Morpheus Biblionaut, at http://www.morpheus11.com/ and by Travis Alber and William Gillespie, is electronic literature that makes use of a full multimedia experience to tell its story. It relies on music, images, movement, and words to convey its unique narrative of an astronaut sent off on a deep space mission. Morpheus Biblionaut begins with a dream about a post-apocalyptic Earth and then the astronaut begins to direct a plea to the last signal on Earth, telling his story and requesting a meeting when he finally lands on his home planet. The reader clicks through the story, never able to hit backspace so advancing should be done with care. An important visual aspect of the story is the screen which mimics a display panel on a spaceship and frequently shows stars rushing past in the window.
The very concept is full of interesting juxtapositions that make the reader curious- he’s an “american astronaut and poet”, the fifteen years/eight years difference. The music creates a heightened sense of tension, suspense, and the surreal.
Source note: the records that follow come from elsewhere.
PR #780, opened 2023-09-24
Support all healthcheck options in Compose

recursiveribbons:
- Added start_interval to the healthcheck block parser
- Changed the healthcheck flags to the normalized podman flags

### DIFF
--- a/podman_compose.py
+++ b/podman_compose.py
@@ -1045,13 +1045,15 @@ async def container_to_args(compose, cnt, detached=True):
         else:
             raise ValueError("'healthcheck.test' either a string or a list")
 
-    # interval, timeout and start_period are specified as durations.
+    # interval, timeout, start_period, and start_interval are specified as durations.
     if "interval" in healthcheck:
         podman_args.extend(["--health-interval", healthcheck["interval"]])
     if "timeout" in healthcheck:
         podman_args.extend(["--health-timeout", healthcheck["timeout"]])
     if "start_period" in healthcheck:
         podman_args.extend(["--health-start-period", healthcheck["start_period"]])
+    if "start_interval" in healthcheck:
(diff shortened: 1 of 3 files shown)


p12tic (changes requested):
Thanks for the PR. It looks good.

Please add unit tests. See e.g. pytests/test_container_to_args.py for an example.

recursiveribbons:
(rebased branch onto main and force pushed)

recursiveribbons:
I'm not sure how to fix the unit test, as `--health-startup-interval` does not exist in podman 4.3.1, which is the version shipped with Debian Bookworm (latest version is 4.9.3)

recursiveribbons:
Do you actually want me to commit the entire formatted podman_compose.py file or just let the test fail?

also the pre-commit checks wants me to format 10 files so I'm not sure if I should

podman_compose.py
```diff
@@ -1032,12 +1029,12 @@ async def container_to_args(compose, cnt, detached=True):
                 podman_args.append("--no-healthcheck")
             elif healthcheck_type == "CMD":
                 cmd_q = "' '".join([cmd_quote(i) for i in healthcheck_test])
-                podman_args.extend(["--healthcheck-command", "/bin/sh -c " + cmd_q])
+                podman_args.extend(["--health-cmd", "/bin/sh -c " + cmd_q])
```
d0b3rm4n, line 1032: I don't think in `CMD` case this should be executed with ` /bin/sh` prevents cases from working where there is no  `/bin/sh` in the image like minimal images for Rust applications. I don't have docker to verify, but from the documentation, my understanding is that this is ran without shell.

p12tic:
Merged via https://github.com/containers/podman-compose/pull/1271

The window of surging stars is sometimes paired with a television screen that is used to show the spiky pulse of life, text, or a 3D image of a waiting room.
Morpheus Biblionaut only gets weirder as the story progresses: the Earth has apparently gained a ring like Saturn’s instead of a moon; text or its authors are fixed; and time is “at least two dimensions.” The slowly rotating image of this new Earth promises a story full of strangeness and the reoccurring image of flowers budding giving off bubbles with images of books and the symbol for Pi only add to the unique science-fictional madness. In fact, the narrator himself professes that he cannot “discount the possibility” that he has gone insane.
This astronaut recounts a compelling tale of his hardships in trying to beat out the competition for this mission and the difficulties of his isolated mission– he loses his wife because of the distance between them. A favorite moment of mine is the two clocks, both moving, one that shows the time in the ship- which is constant- and another showing Earth-time- which starts slowing down dramatically once his vessel, the titular Morpheus 11, reaches the fringes of our system and makes its way to the next. At one point, when he’s so far from Earth that communication is difficult, he notices that the world is changing. The latest newspaper from Earth now reads “US goes to war with China” and he searches his small, hand-picked library for Plato’s Republic only to find “Pluto’s Republic.” Shocking details like this draw the reader forward into this mad world as the music gets darker.
I could not stop reading this story. I had to know what happened and I ignored everything else for the entire time I was reading it- I don’t even know how long that was because I never looked away at the clock. The combination of sight, sound, and text create a world that allows immerses a reader in a strange new reality and creates a connection with the astronaut. Morpheus Biblionaut questions our concepts of the universe and time and literature in thought-provoking ways that keep the mind whirling even after the final lines of text.